ZAGREB/THE HAGUE, July 4 (Hina) - A former senior Croatian official, Josip Manolic, on Tuesday continued testifying before the International Criminal Tribunal for the former Yugoslavia (ICTY) about his disagreement with the late Croatian President Franjo Tudjman about plans of the latter to divide Bosnia-Herzegovina.
ZAGREB/THE HAGUE, July 4 (Hina) - A former senior Croatian official, Josip Manolic, on Tuesday continued testifying before the International Criminal Tribunal for the former Yugoslavia (ICTY) about his disagreement with the late Croatian President Franjo Tudjman about plans of the latter to divide Bosnia-Herzegovina.

Manolic, who on Monday began his testimony as a prosecution witness at the ICTY trial against Prlic and others, today said that the main goal of Tudjman's policy towards Bosnia was to annex western Herzegovina "as this is ethnically pure Croat-populated area adjacent to the border with Croatia".

According to Manolic, Tudjman's policy was carried out by "Herzegovina's lobby" in the leadership of the Croatian Democratic Union (HDZ). In this context he mentioned the late Gojko Susak, a former Croatia defence minister, Vice Vukojevic and Ivic Pasalic, a former high-ranking HDZ officials, and the late Mate Boban from Herzegovina and Dario Kordic from central Bosnia, as well as other former Bosnian Croat officials at whose trial he is testifying, as the leading proponents of this policy.

Reiterating his position that attempts to partition Bosnia were a wrong policy, Manolic said that when he had broken up with with Tudjman over this issue, he was dismissed from the office of the speaker of the upper house of the Croatian parliament. After that he and Stjepan Mesic, the current Croatian President, left the HDZ.

Manolic said that the above-mentioned Herzegovinian lobby saw the 1993 Croat-Muslim conflict in Bosnia as a way out for its policy.

The witness confirmed that parts of Croatia's armed forces had been deployed in Bosnia, but their engagement was secret and there were no documents that could confirm it.

Manolic does not think that Croatia can be accused of the aggression against Bosnia, but that only "the supreme commander (Tudjman) at the time and the defence minister (Susak) should be held accountable for it".

This was a case of abuse of office in a bid to accomplish objectives which were not objectives of the country, Manolic added.

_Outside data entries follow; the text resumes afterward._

PR #2908, opened 2025-12-09
Fetch Products from Galaxy Store

fire-at-will:
### Description
Supports fetching products from the Galaxy Store.

#### Notable Files
- `GalaxyBillingWrapper`: Main abstraction class for the Galaxy Store.
- `SerialRequestExecutor`: Responsible for ensuring that we only make one call to the Galaxy Store at a time, since calling multiple functions that make networks requests to the store is unsupported and causes the Samsung SDK to throw an exception.
- `ProductDataHandler`: Handles the fetching of products from the Samsung SDK.
- `StoreProductConversions`: Handles the conversions from Samsung `ProductVo` instances to our `GalaxyStoreProduct` class

#### Samsung IAP SDK Inclusion
We're now pulling in the Samsung IAP SDK from the local machine while we determine how the SDK should be distributed.
   - You can include the Samsung SDK on your machine by including the following in your `local.properties` file: `samsungIapSdkPath=/.../SamsungInAppPurchaseSDK_v6.5.0/Libs/samsung-iap-6.5.0.aar`
   - This means that **CI will fail** until we determine how the SDK should be properly distributed.

### DIFF
--- a/purchases/src/main/kotlin/com/revenuecat/purchases/galaxy/IAPHelperProvider.kt
+++ b/purchases/src/main/kotlin/com/revenuecat/purchases/galaxy/IAPHelperProvider.kt
@@ -1,8 +1,11 @@
 package com.revenuecat.purchases.galaxy
 
+import com.revenuecat.purchases.galaxy.utils.GalaxySerialOperation
 import com.samsung.android.sdk.iap.lib.listener.OnGetProductsDetailsListener
 
 internal interface IAPHelperProvider {
+
+    @GalaxySerialOperation
     fun getProductsDetails(
         productIDs: String,
         onGetProductsDetailsListener: OnGetProductsDetailsListener,
--- a/purchases/src/main/kotlin/com/revenuecat/purchases/galaxy/DefaultIAPHelperProvider.kt
+++ b/purchases/src/main/kotlin/com/revenuecat/purchases/galaxy/DefaultIAPHelperProvider.kt
@@ -1,5 +1,6 @@
 package com.revenuecat.purchases.galaxy
 
+import com.revenuecat.purchases.galaxy.utils.GalaxySerialOperation
 import com.samsung.android.sdk.iap.lib.helper.IapHelper
 import com.samsung.android.sdk.iap.lib.listener.OnGetProductsDetailsListener
 
@@ -7,6 +8,7 @@ internal class DefaultIAPHelperProvider(
     val iapHelper: IapHelper,
 ) : IAPHelperProvider {
 
+    @GalaxySerialOperation
     override fun getProductsDetails(
         productIDs: String,
         onGetProductsDetailsListener: OnGetProductsDetailsListener,


purchases/build.gradle.kts
```diff
@@ -69,6 +69,10 @@ android {
                 it.exclude("com/revenuecat/purchases/backend_integration_tests/**")
             }
         }
+
+        // TODO: Remove this when we figure out how to properly integrate the Samsung SDK
+        // Avoid merging Android manifests for JVM unit tests to prevent minSdk conflicts from optional AARs.
+        unitTests.isIncludeAndroidResources = false
```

He told the UN war crimes tribunal in The Hague that detention camps for Bosniaks (Bosnian Muslims) had been secretly set up and that as soon as he heard of their existence, President Tudjman ordered that they be closed.

The witness is continuing his testimony this week at the trial of of Jadranko Prlic, Milivoj Petkovic, Slobodan Praljak, Bruno Stojic, Valentin Coric and Berislav Pusic, whom this UN tribunal accuses of war crimes which they perpetrated while they used to be top political and military leaders of Herceg-Bosna during the Croat-Muslim conflict in 1993.